Read those statements closely. Neither is a denial that contact occurred. Neither rules out coordination. What they rule out is dependency. The U.S. is not building its Iran strategy around Kurdish fighters, but it is not discouraging them either.
The Kurdish region has already absorbed a string of drone and missile attacks by Iran and allied Iraqi militias in recent days, targeting U.S. military bases, the U.S. Consulate in Irbil, and the Kurdish groups' own positions. Electricity cuts followed after a key gas field halted operations. The region is feeling the pressure from multiple directions.
Iran, predictably, wants the threat neutralized before it materializes. Iraq's National Security Adviser Qassim al-Araji said in a post on X that Ali Bagheri, deputy secretary of Iran's Supreme National Security Council, had requested:
"that Iraq take the necessary measures to prevent any opposition groups from infiltrating the border between the two countries."
Al-Araji responded by pledging Iraq's commitment to "preventing any groups from infiltrating or crossing the Iranian border or carrying out terrorist acts from Iraqi territory," adding that security reinforcements had been sent to the border. Baghdad is caught between its neighbor to the east and the superpower that still maintains forces on its soil. That is not a comfortable position, and al-Araji's language reflects the tightrope.
The Kurdish opposition to Iran's regime is not new. After the 1979 Islamic Revolution, Iran's new theocracy battled Kurdish insurgents in fighting that killed thousands over several months. Under the Shah before that, Kurds were marginalized, repressed, and periodically in revolt. The grievances run deep and predate the current crisis by decades.
In 2023, Iraq reached an agreement with Iran to disarm the Kurdish dissident groups and move them from bases near the border into camps designated by Baghdad. The bases were shut down. Movement within Iraq was restricted. But the groups did not give up their weapons. That detail matters enormously now. The infrastructure was dismantled; the fighting capacity was not.
Reza Pahlavi, the former shah's son, has accused the Kurds of being separatists aiming to carve up Iran. That framing is convenient for anyone who wants to delegitimize an armed opposition without engaging with why that opposition exists in the first place.
The strategic logic here is straightforward.

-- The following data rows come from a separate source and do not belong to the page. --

PR #932, opened 2020-10-21
Added api for remove physical storage

llivne:
Adding functionality for deleting supported physical storages via rest-API

links
-----------
the following are related PRs:
https://github.com/ManageIQ/manageiq/pull/20713
https://github.com/ManageIQ/manageiq-providers-autosde/pull/38
https://github.com/ManageIQ/manageiq-ui-classic/pull/7433

### DIFF
--- a/app/controllers/api/physical_storages_controller.rb
+++ b/app/controllers/api/physical_storages_controller.rb
@@ -29,7 +29,7 @@ module Api
         begin
           physical_storage = resource_search(id, type, klass)
           unless physical_storage.supports?(:delete)
-            error_msg = "#{physical_storage.name} raised the following error: " + physical_storage.unsupported_reason(:delete)
+            error_msg = "Failed to delete #{physical_storage.name}: #{physical_storage.unsupported_reason(:delete)}"
             raise error_msg
           end
           msg = "Detaching #{physical_storage_ident(physical_storage)}"
--- a/app/controllers/api/physical_storages_controller.rb
+++ b/app/controllers/api/physical_storages_controller.rb
@@ -20,6 +20,26 @@ module Api
       action_result(false, err.to_s)
     end
 
+    def delete_resource(type, id, _data = nil)
+      raise BadRequestError, "Must specify an id for deleting a #{type} resource" if id.blank?
+
+      api_action(type, id) do |klass|
+        begin
+          physical_storage = resource_search(id, type, klass)
+          unless physical_storage.supports?(:delete)
+            error_msg = "#{physical_storage.type} provider type does not support deleting. #{physical_storage.name} could not be deleted."
+            raise error_msg
+          end
+          msg = "Detaching #{physical_storage_ident(physical_storage)}"
+          api_log_info(msg)
+          task_id = physical_storage.delete_physical_storage_queue(User.current_user)
+          action_result(true, msg, :task_id => task_id)
+        rescue => err
+          action_result(false, err.to_s)
+        end
+      end
+    end
+
     private
 
     def ensure_resource_exists(type, id)
--- a/app/controllers/api/physical_storages_controller.rb
+++ b/app/controllers/api/physical_storages_controller.rb
@@ -23,6 +23,8 @@ module Api
     def delete_resource(type, id, _data = nil)
       raise BadRequestError, "Must specify an id for deleting a #{type} resource" if id.blank?
 
+      ensure_resource_exists(type, id) if single_resource?
+
       api_action(type, id) do |klass|
         begin
           physical_storage = resource_search(id, type, klass)
--- a/app/controllers/api/physical_storages_controller.rb
+++ b/app/controllers/api/physical_storages_controller.rb
@@ -27,7 +27,7 @@ module Api
         begin
           physical_storage = resource_search(id, type, klass)
           unless physical_storage.supports?(:delete)
-            error_msg = "#{physical_storage.type} provider type does not support deleting. #{physical_storage.name} could not be deleted."
+            error_msg = "#{physical_storage.name} raised the following error: " + physical_storage.unsupported_reason(:delete)
             raise error_msg
           end
           msg = "Detaching #{physical_storage_ident(physical_storage)}"
--- a/config/api.yml
+++ b/config/api.yml
@@ -2317,6 +2317,8 @@
         :identifier: physical_storage_new
       - :name: refresh
         :identifier: physical_storage_refresh
+      - :name: delete
+        :identifier: physical_storage_delete
     :resource_actions:
       :get:
       - :name: read
@@ -2324,6 +2326,8 @@
       :post:
       - :name: refresh
         :identifier: physical_storage_refresh
+      - :name: delete
+        :identifier: physical_storage_delete
   :physical_switches:
     :description: Physical Switches
     :identifier: physical_switch
--- a/config/api.yml
+++ b/config/api.yml
@@ -2305,7 +2305,7 @@
     :identifier: physical_storage
     :options:
     - :collection
-    :verbs: *gp
+    :verbs: *gpd
     :klass: PhysicalStorage
     :subcollections:
     :collection_actions:
--- a/spec/requests/physical_storages_spec.rb
+++ b/spec/requests/physical_storages_spec.rb
@@ -21,7 +21,24 @@ describe "Physical Storages API" do
     end
   end
 
-  context "Delete physical storage" do
+  context "Physical Storages delete action" do
+    it "with an invalid id" do
+      api_basic_authorize(action_identifier(:physical_storages, :delete, :resource_actions, :post))
+
+      post(api_physical_storage_url(nil, 999_999), :params => gen_request(:delete))
+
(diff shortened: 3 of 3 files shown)


llivne:
Travis fails because he need the changes done in https://github.com/ManageIQ/manageiq/pull/20713. (you can see that all is green in https://github.com/ManageIQ/manageiq-cross_repo-tests/pull/196)

app/controllers/api/physical_storages_controller.rb
```diff
@@ -20,6 +20,22 @@ def create_resource(_type, _id = nil, data = {})
       action_result(false, err.to_s)
     end
 
+    def delete_resource(type, id, _data = nil)
+      raise BadRequestError, "Must specify an id for deleting a #{type} resource" if id.blank?
+
+      ensure_resource_exists(type, id) if single_resource?
+
+      api_action(type, id) do |klass|
+        physical_storage = resource_search(id, type, klass)
```
agrare, line 29: @llivne Re: my comment here https://github.com/ManageIQ/manageiq/pull/20713/files#r510124331

You can use `supports?(:delete)` here e.g.`raise physical_storage.unsupported_reason(:delete) unless physical_storage.supports?(:delete)`

llivne: done

llivne:
@agrare I cant figure out why the codecilmate fails. Can you assist me ?

app/controllers/api/physical_storages_controller.rb
```diff
@@ -20,6 +20,21 @@ def create_resource(_type, _id = nil, data = {})
...
+      raise BadRequestError, "Must specify an id for deleting a #{type} resource" if id.blank?
+
+      api_action(type, id) do |klass|
+        physical_storage = resource_search(id, type, klass)
+        raise physical_storage.unsupported_reason(:delete) unless physical_storage.supports?(:delete)
+        msg = "Detaching #{physical_storage_ident(physical_storage)}"
+        api_log_info(msg)
+        task_id = physical_storage.delete_physical_storage_queue(User.current_user)
+        action_result(true, msg, :task_id => task_id)
+      rescue => err
```
agrare, line 33: @llivne I believe this is causing your codeclimate issues, try adding a `begin` around this like
```
api_action(type, id) do |klass|
  begin
    physical_storage = resource_search(id, type, klass)
    etc...
  rescue => err
  end
end
```

llivne: You were right. fixed

app/controllers/api/physical_storages_controller.rb
```diff
@@ -20,6 +20,26 @@ def create_resource(_type, _id = nil, data = {})
...
     end
 
+    def delete_resource(type, id, _data = nil)
+      raise BadRequestError, "Must specify an id for deleting a #{type} resource" if id.blank?
+
+      api_action(type, id) do |klass|
+        begin
+          physical_storage = resource_search(id, type, klass)
+          unless physical_storage.supports?(:delete)
+            error_msg = "#{physical_storage.type} provider type does not support deleting. #{physical_storage.name} could not be deleted."
```
agrare, line 30: I'm not so sure that we want to override the unsupported error message, this would prevent possibly helpful messages for providers which do support physical_storage deletion but not on a specific instance.

We do `raise record.unsupported_reason(:feature) unless record.supports?(:feature)` in a lot of places and we should continue to for consistency with the rest of the API

config/api.yml
```diff
@@ -2311,13 +2311,17 @@
         :identifier: physical_storage_new
       - :name: refresh
         :identifier: physical_storage_refresh
+      - :name: delete
+        :identifier: physical_storage_delete
```
agrare, line 2315: Believe you need to update the `:verbs` to include `delete` so `:verbs: *gpd`

app/controllers/api/physical_storages_controller.rb
llivne: Ok, I thought it would be nice to have a more informative msg (like I said, if for example we mark 10 storages for deletion but only 1 does not support delete we will get an error msg with the info about the storage that was not deleted and not a general error msg), but I can understand why you want to keep the same logic. I will change it back to raise record.unsupported_reason(:feature)

spec/requests/physical_storages_spec.rb
```diff
@@ -21,6 +21,44 @@
...
+    it "Deletion of a single Physical Storage" do
+      provider = FactoryBot.create(:ems_autosde, :name => 'Autosde')
+      physical_storage = FactoryBot.create("ManageIQ::Providers::Autosde::StorageManager::PhysicalStorage", :name => 'test_storage', :ext_management_system => provider)
+      api_basic_authorize('physical_storage_delete')
+
+      post(api_physical_storage_url(nil, physical_storage), :params => gen_request(:delete))
+
+      expect_single_action_result(:success => true, :message => /Detaching Physical Storage id:#{physical_storage.id}/i, :href => api_physical_storage_url(nil, physical_storage))
+    end
+
```
agrare, line 34: Can you add specs for some of the error handling?  E.g. PhysicalStorage that doesn't support `:delete`, an ID that doesn't exist returns a 404, etc...

agrare:
@bdunne @gtanzillo @abellotti could you guys take a look when you get a chance?

app/controllers/api/physical_storages_controller.rb
llivne: @agrare what about this:
```
          unless physical_storage.supports?(:delete)
            error_msg = "#{physical_storage.name} raised the following error: " + physical_storage.unsupported_reason(:delete)
            raise error_msg
          end
```
so we will get error msg similar to that in the gui:
image

if you still dont like it let me know and I will revert it to just raise unsupported_reason(:delete)

spec/requests/physical_storages_spec.rb
llivne: done

config/api.yml
llivne: done

app/controllers/api/physical_storages_controller.rb
```diff
@@ -20,6 +20,28 @@ def create_resource(_type, _id = nil, data = {})
...
+    def delete_resource(type, id, _data = nil)
+      raise BadRequestError, "Must specify an id for deleting a #{type} resource" if id.blank?
+
+      ensure_resource_exists(type, id) if single_resource?
+
+      api_action(type, id) do |klass|
+        begin
+          physical_storage = resource_search(id, type, klass)
+          unless physical_storage.supports?(:delete)
+            error_msg = "#{physical_storage.name} raised the following error: " + physical_storage.unsupported_reason(:delete)
```
llivne, line 32: @agrare I've done all the requested modifications. The only issue left is my suggestion for error_msg. if you prefer to keep it simple I will change it to
`raise physical_storage.unsupported_reason(:delete) unless physical_storage.supports?(:delete)`

agrare:
@bdunne @gtanzillo @abellotti can you review?

app/controllers/api/physical_storages_controller.rb
agrare: You should use string interpolation instead of `+` so `"#{physical_storage.name} raised the following error: #{physical_storage.unsupported_reason(:delete)}"`

agrare: I'm actually surprised rubocop didn't complain about this cc @bdunne

llivne: > You should use string interpolation instead of `+` so `"#{physical_storage.name} raised the following error: #{physical_storage.unsupported_reason(:delete)}"`

fixed. I changed the error msg a bit to: `error_msg = "Failed to delete #{physical_storage.name}: #{physical_storage.unsupported_reason(:delete)}"`

abellotti:
LGTM!!  Maybe just the rubocop issues in app/controllers/api/physical_storages_controller.rb.

Fryguy (approved):
LGTM...will give @agrare a pass as well.

llivne:
> LGTM!! Maybe just the rubocop issues in app/controllers/api/physical_storages_controller.rb.

@abellotti, about the rubocop issues, without the begin the codeclimate fails (see https://github.com/ManageIQ/manageiq-api/pull/932#discussion_r512037141)

app/controllers/api/physical_storages_controller.rb
Fryguy: That's weird... do/rescue was introduced in Ruby 2.5, so it _should_ work

Fryguy:
@llivne That's fine...we'll have to review why that issue is happening on the bot (cc @bdunne)

agrare (approved):

app/controllers/api/physical_storages_controller.rb
agrare: Yeah codeclimate seems to still be checking ruby 2.4 syntax even though rubocop isn't.

abellotti (approved):

gtanzillo (approved):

Iran is a regime that rules by coercion, and coercive regimes are uniquely vulnerable to internal pressure. Kurdish fighters with local knowledge, existing grievances, and a willingness to operate inside Iranian territory represent exactly the kind of asymmetric challenge that Tehran has spent years trying to suppress through diplomatic agreements with Baghdad.
Those agreements held when the broader region was relatively stable. That stability evaporated Saturday.
Much of the reporting relies on anonymous Kurdish officials, and the White House is clearly managing the public narrative with precision. That is not unusual when military and intelligence equities are in play. What is clear from the public record is that:
The Kurdish groups themselves are not waiting for permission slips. They have fighters, they have weapons they were supposed to have surrendered, and they have generations of reasons to act. Whether Washington is formally coordinating with them or simply not standing in their way, the effect on Tehran's calculations is the same.
Iran now faces the prospect of fighting on multiple fronts: against the U.S. and Israeli military campaign from the air, and against an indigenous armed opposition crossing its western border. That is precisely the kind of strategic squeeze that changes a regime's willingness to negotiate.
The PUK's statement said the best solution is a return to the negotiating table. Perhaps. But negotiating tables tend to appear only after the alternative becomes unbearable.